Completely isolated (except for login and log management networks, of course.

> 
> > > 4. Remove this parameter-> LaunchParameters=slurmstepd_memlock

Thanks for the explanation.  We'll submit a change request and remove it.  As I read your explanation, it didn't seem to be a high impact change.

> 
> > > 5. Question: how often does it happen?
... 
> Interesting, I though this was happening more often. That will be more
> difficult to catch.

Agreed.  My main concern with this is that it affect the entire cluster and only after recently updating to 20.02.1.  
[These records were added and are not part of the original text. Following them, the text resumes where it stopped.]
PR #4478, opened 2020-07-21
Feature: custom app lock unlock screen

billypchan:
## What's new in this PR?

Unlock screen for custom app lock feature.

### TODO
- [ ] update icon after updated icon file
- [x] update red color
- [x] clean up style constant to new file
- [ ] finish viewModel after passcode storage is merged


Wire-iOS/Sources/UserInterface/Overlay/CustomAppLock/UnlockViewController.swift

> I'd like also to know about your feelings in what regards to this issue, do
> you think it it's been something only happened one time? Do you have any
> particular suspicions?

Honestly, anytime I deal with anything on Lustre the playbook goes out the window.  My opinion is that Lustre is not reliable and any glitch in the system will throw it off.  Especially since it communicates on InfiniBand.  All our communication is also over InfiniBand on this cluster - which is different from out Juno and Hera clusters.  

However, there's usually some clue that Lustre had a reaction of some sort.  This is not evident in the logs we have.  So, we're all puzzled.  Hence the reason for this ticket.  Had it been evident that it was a Lustre or InfiniBand issue, we would not have involved SchedMD.

At this point, I don't see a reason to keep this ticket open - unless there's additional information you want me to provide you.  We can close it it you'd like and I'll just re-open it should the issue recur once I take the actions you suggested above.

Best,

Tony.

Comment 12 Felip Moll 2020-05-04 06:36:11 MDT

> Honestly, anytime I deal with anything on Lustre the playbook goes out the
> window.  My opinion is that Lustre is not reliable and any glitch in the
> system will throw it off.  Especially since it communicates on InfiniBand. 
> All our communication is also over InfiniBand on this cluster - which is
> different from out Juno and Hera clusters.  
> 
> However, there's usually some clue that Lustre had a reaction of some sort. 
> This is not evident in the logs we have.  So, we're all puzzled.  Hence the
> reason for this ticket.  Had it been evident that it was a Lustre or
> InfiniBand issue, we would not have involved SchedMD.
> 
> At this point, I don't see a reason to keep this ticket open - unless
> there's additional information you want me to provide you.  We can close it
> it you'd like and I'll just re-open it should the issue recur once I take
> the actions you suggested above.
> 
> Best,
> 
> Tony.

Sadly I am out of ideas at the moment. I am concerned on the NHC scripts getting stuck and I think these living in /apps may have something to do with it. I am not blaming NHC but it interacting with IB or opening/reading/writing something in the Lustre filesystem which may have put the process into I/O wait.

Let me know if it happens again and just re-open.

Thanks and sorry for not being of more help in this one.